Et pourtant, il ne lâche pas. Il fait confiance à son Père. Il va
jusqu’au bout de son courage humain, pour nous faire comprendre à
quel point Dieu est le plus humain des êtres divins. Souffrant avec
nous et comme nous. Voilà une réalité étonnante, qu’on ne retrouve
pas dans toutes les religions. Le refus de l’idée que Dieu souffre a
fait déraper les premières communautés chrétiennes vers la doctrine
de l’arianisme, affirmant que Jésus n’est pas vraiment Dieu
puisqu’il a vécu la souffrance et la mort.
C’est la difficulté principale de la foi chrétienne, scandale et
folie, selon saint Paul.
Le Dieu de Jésus Christ est le Dieu le plus humain qui soit.
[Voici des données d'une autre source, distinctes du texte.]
PR #301, opened 2023-05-26
London 9 - Karleen Richards - Full Stack Project Assessment

karleenmsrichards:


karleenmsrichards:
> Hi @karleenmsrichards I tried to review your PR but when I run `npm install` I get dependency conflicts. If you run `npm install` on your PR branch locally, are you seeing any errors?

Hi hi, I  tried what you asked and I do not get any errors installing npm, it says that it is up to date and there are no issues.

karleenmsrichards:
> Hi @karleenmsrichards I tried to review your PR but when I run `npm install` I get dependency conflicts. If you run `npm install` on your PR branch locally, are you seeing any errors?

Can you try running npm install --legacy-peer-deps, I think I did have some problems installing it with just npm install.

client/src/About.css
```diff
@@ -0,0 +1,31 @@
+.about-card-wrapper {
+    display: flex;
+    flex-direction: column;
+    align-items: center;
+    text-align: center;
+    padding: 40px 0 60px 0;
+    gap: 10px;
+}
+  
+@media only screen and (min-width: 375px) {
```
jonnywyatt, line 10: Great, mobile first 👏 
Although 375px as a breakpoint will include almost every device out there, it's more common to introduce breakpoints at higher width to adapt the layout. 
You don't need to repeat all the properties from the default selector above, just the ones that have changed (in this case, looks like padding and margin only)

client/src/About.css
```diff
@@ -0,0 +1,31 @@
...
+      text-align: center;
+      padding: 100px 0 20px 0;
+      gap: 10px;
+      margin: 220px auto 60px auto;
+    }
+}
+
+.about-link {
+    padding-top: 10px;
+    color: #e94de9;
```
jonnywyatt, line 24: If you find you re-use colours, CSS variables can be a good way to give them readable names so you don't have to remember which hex value is which colour

client/src/AddVideoForm.js
```diff
@@ -0,0 +1,91 @@
...
+  }
+
+  useEffect(() => {}, [videos]);
+
+  return (
+    <ScrollAnimation animateIn="animate__animated animate__backInLeft">
+      <form onSubmit={handleSubmit} className="home-form">
+        <legend>Add your video here</legend>
+        <div className="form-section-wrapper">
+          <label htmlFor="video-url" className="form-label">
```
jonnywyatt, line 62: Great for accessibility eg screen readers that you're associating the labels with the inputs with `htmlFor`

client/src/AddVideoForm.js
```diff
@@ -0,0 +1,91 @@
...
+      })
+      .catch((error) => alert(error.message));
+  }
+
+  useEffect(() => {}, [videos]);
+
+  return (
+    <ScrollAnimation animateIn="animate__animated animate__backInLeft">
+      <form onSubmit={handleSubmit} className="home-form">
+        <legend>Add your video here</legend>
```
jonnywyatt, line 60: `legend` is for use with `fieldset`, you could either wrap the fields in one, or just use a heading tag for the form title

client/src/AddVideoForm.js
```diff
@@ -0,0 +1,91 @@
...
+      //   return response.json();
+      // })
+
+      .then((response) => {
+        if (response.status > 400 && response.status < 500) {
+          throw new Error(
+            "Please ensure your video has a title and a valid Youtube url."
+          );
+        }
+        if (response.status > 500 && response.status < 600) {
```
jonnywyatt, line 42: It doesn't look like you're handling 500 status, could use `>== 500`

client/src/AddVideoForm.js
```diff
@@ -0,0 +1,91 @@
...
+      })
+      .then((newVideo) => {
+        setVideos((value) => [...value, newVideo]);
+        setVideoTitle("");
+        setVideoUrl("");
+      })
+      .catch((error) => alert(error.message));
+  }
+
+  useEffect(() => {}, [videos]);
```
jonnywyatt, line 55: Not needed?

client/src/AllVideos.css
```diff
@@ -0,0 +1,199 @@
+* {
```
jonnywyatt, line 1: I'd put a reset like this in the top level stylesheet eg App.css, you wouldn't normally find resets in component stylesheets

client/src/AllVideos.css
```diff
@@ -0,0 +1,199 @@
...
+    display: flex;
+    flex-direction: column;
+    gap: 20px;
+}
+
+@media only screen and (min-width: 375px) {
+    .all-videos-wrapper {
+        width: 100%;
+        margin: 120px 0;
+        list-style: none;
```
jonnywyatt, line 20: I don't think this is needed, it's not a list element

client/src/AllVideos.css
```diff
@@ -0,0 +1,199 @@
...
+    padding-left: 100px;
+} 
+
+.all-videos-filter-btn {
+    background-color: transparent;
+    color: white;
+    border: none;
+}
+
+@media only screen and (min-width: 375px) {
```
jonnywyatt, line 54: It doesn't look like these properties are being changed, can remove the media query?

client/src/AllVideos.css
```diff
@@ -0,0 +1,199 @@
...
+    row-gap: 40px;
+    max-width: 100%;
+    padding: 0 20px 10px 20px;
+}
+
+@media only screen and (min-width: 375px) {
+    .all-videos-container {
+        padding: 0 80px;
+        display: grid;
+        grid-template-columns: repeat(auto-fill, minmax(300px, 1fr));
```
jonnywyatt, line 96: Great!

client/src/App.js
```diff
@@ -1,11 +1,75 @@
...
+import { AboutPage } from "./AboutPage";
+
+export let videosContext = createContext(null);
 
 function App() {
+  const [videos, setVideos] = useState([]);
+  const [isDesc, setIsDesc] = useState(true);
+
+  const url = "https://full-stack-project-server.onrender.com/videos";
+  const fetchData = useCallback(() => {
```
jonnywyatt, line 22: It could be just me, and it's a clever use of `useCallback` but this is a little confusing to understand; would it be simpler to just extract `fetchData` to outside the component so it's not redeclared on each render? Then the dependencies for the `useEffect` could just become `[url, isDesc]`.
But it's just my opinion, this is the kind of pattern worth discussing with other devs as well.

client/src/Card.js
```diff
@@ -0,0 +1,23 @@
...
+  cardTextClass,
+  cardText,
+  cardLink,
+  cardLinkClass,
+  cardLinkText,
+}) => {
+  return (
+    <div className={wrapperClass}>
+      <p className="card-subtitle">{cardSubtitle}</p>
+      <h1 className="card-title">{cardTitle}</h1>
```
jonnywyatt, line 16: There should only be one `h1` per page, so this should probably be a lower level heading?

client/src/Header.css
```diff
@@ -0,0 +1,100 @@
+* {
```
jonnywyatt, line 1: No need to repeat resets, just have one copy in the top level stylesheet.

client/src/HomeHero.js
```diff
@@ -0,0 +1,24 @@
...
+        <p className="home-hero-text">
+          Cats are graceful, agile and playful, and they make wonderful
+          companions. They are among the most loved and cherished pets in the
+          world. To watch more videos please{" "}
+          <a href="#all-videos" className="home-hero-all-videos-link">
+            click here
+          </a>
+          .
+        </p>
+        <a href="#addvideo" className="add-video-link">
```
jonnywyatt, line 18: This is javascript only functionality not a link, so should be a `button` element

client/src/Login.js
```diff
@@ -0,0 +1,81 @@
+import "./Login.css";
```
jonnywyatt, line 1: I can't see where login is connected to the running app, sorry if I missed it!

client/src/Login.js
```diff
@@ -0,0 +1,81 @@
...
+      <form onSubmit={handleLogin} className="login-form">
+        <legend>Login to your account</legend>
+        <label htmlFor="email" className="login-form-label">
+          Email
+        </label>
+        <input
+          type="email"
+          id="email"
+          onChange={(e) => setEmail(e.target.value)}
+          value={email}
```
jonnywyatt, line 58: You could set the input type to `email`, will add useful keys eg to mobile keyboards

client/src/Login.js
```diff
@@ -0,0 +1,81 @@
...
+          Password
+        </label>
+        <input
+          type="password"
+          id="password"
+          onChange={(e) => setPassword(e.target.value)}
+          value={password}
+          className="form-input"
+        />
+        <button onClick={register} className="register-btn">
```
jonnywyatt, line 72: Ideally if the user hits enter while in a field, the form submits. Trying to cover both register and login submissions in one form is tricky, probably easier to have two forms.

server/.env
```diff
@@ -0,0 +1,11 @@
+# DB_HOST=db.tchaegbogyejdhrymbni.supabase.co
```
jonnywyatt, line 1: This file should be in your .gitignore, so secrets like passwords don't get committed to git

server/server.js
```diff
@@ -1,15 +1,135 @@
...
+    const allVideos = await videosPool.query(query);
+    res.json(allVideos.rows);
+  } catch (error) {
+    console.log(error);
+    res.status(500).send(error.message);
+  }
+});
+
+app.post("/videos/:id/like", async (req, res) => {
+  const videoId = req.body.id;
```
jonnywyatt, line 39: You can also get it from `req.params.id` so not essential to send it in the body

jonnywyatt (commented):
Amazing ambition to produce a slick interface and animations.
Some very good practice as well to use mobile first media queries (although 375px is very low as a breakpoint, almost every device / width will be caught be it; also no need to repeat all the properties that won't change), and accessibility. 
Great use of flex and grid.
As the amount of CSS you write increases, you could use SASS / CSS variables to manage colours and spacing units, and extract common code to mixins.
Using React context for the video list was a good solution to avoid drilling those as props through layers of the component hierarchy.
Solid error handling in the Node.js code.
Bravo 👏

client/src/About.css
karleenmsrichards: Have made changes so that only the necessary is changed in the media query. Thanks for pointing that out. About the media query and the min-width, ideally, I intend to add another breakpoint at 768px and probably max-width 1400px in future so this was a start tocapture a mobile version for the least. But, I think you are saying that I can start higher for instance at min-width 540px. Is that figure more common, or what would you recommend please?

client/src/About.css
karleenmsrichards: Yes, it's true. I have used them in other projects. I will consider adding them to this one as well. It totally makes sense right. 👍

client/src/AddVideoForm.js
karleenmsrichards: Good spot. The changes were made. Thank you.

client/src/AddVideoForm.js
karleenmsrichards: Thanks for the reminder. I wrapped the legend and the rest of the form in a fieldset.

client/src/AllVideos.css
karleenmsrichards: Oh I see, if I do have it at the top level, would I then need to import the App.css for instance to this component?

client/src/AllVideos.css
karleenmsrichards: Just checked, It doesn't appear to be needed as you suggested, thank you.

client/src/AllVideos.css
karleenmsrichards: Sure thing.

client/src/App.js
karleenmsrichards: Can you explain to me what you mean in a different way please, I'm not sure if I understood what you meant?

client/src/HomeHero.js
karleenmsrichards: I have changed it to a button element. Thanks much.

client/src/Login.js
karleenmsrichards: No it's not connected, I'm not sure if I would continue with the log in bit.

client/src/Login.js
karleenmsrichards: I think it is currently set to type="email".

client/src/Login.js
karleenmsrichards: Oh I see, noted.

server/server.js
karleenmsrichards: Yes, it is true, will make the necessary changes. thank you very much. 😺

karleenmsrichards:
@jonnywyatt Immensely grateful for your feedback. I have understood almost all you said apart from 2 questions I have about the min-width media query suggestions  and extracting the fetchData function.  I can make those changes once I have a better insight. I left the questions where you commented on those. I have made all other changes. thank you very much for your support and encouragement.

client/src/About.css
jonnywyatt: Advice on media queries can differ; in some case breakpoints can be added when the layout requires it, ie when it starts to break or not work so well.
An alternative is to set breakpoints at 'classic' device widths - a very common one is 768px (iPad portrait width). Some advice here - https://css-tricks.com/snippets/css/media-queries-for-standard-devices/

client/src/AllVideos.css
jonnywyatt: No, as long as the top level stylesheet is loaded into the page somewhere, it doesn't need to be directly imported into this stylesheet. All the selectors will be considered together.

client/src/App.js
jonnywyatt: Maybe I'm reading it wrong but it looks like the use of useCallback is to avoid fetchData being redeclared on re-renders, and the prop passed to AllVideos therefore changing and causing it to re-render. It makes sense and is good practice, but fetchData could just be declared once outside the component (as it probably would be in a production app, in it's own file and unit-tested). That will achieve the same thing and is a bit simpler.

Il aime l’humanité. Il se plaît à lui être présent de toutes les
façons, y compris et surtout aux personnes qui souffrent. En le
priant, nous ne faisons pas pression pour qu’il s’occupe de nous; il
est déjà là. Mais notre prière nous ouvre les yeux à sa présence
constante et bienveillante.
Nous avions connu autrefois un Dieu contrôleur, policier,
surveillant. Nous avons appris à retrouver sa vraie figure, non pas
de Dieu surveillant, mais de Dieu bienveillant et toujours présent
dans nos vies et dans nos cœurs. Voilà comment je comprends
l’évangile libérateur de Jésus, qui nous révèle un Dieu qui nous
fait la fête, nous fait cadeau de sa création, de sa personne, de
son pain de vie. Il faut en être reconnaissant et fier.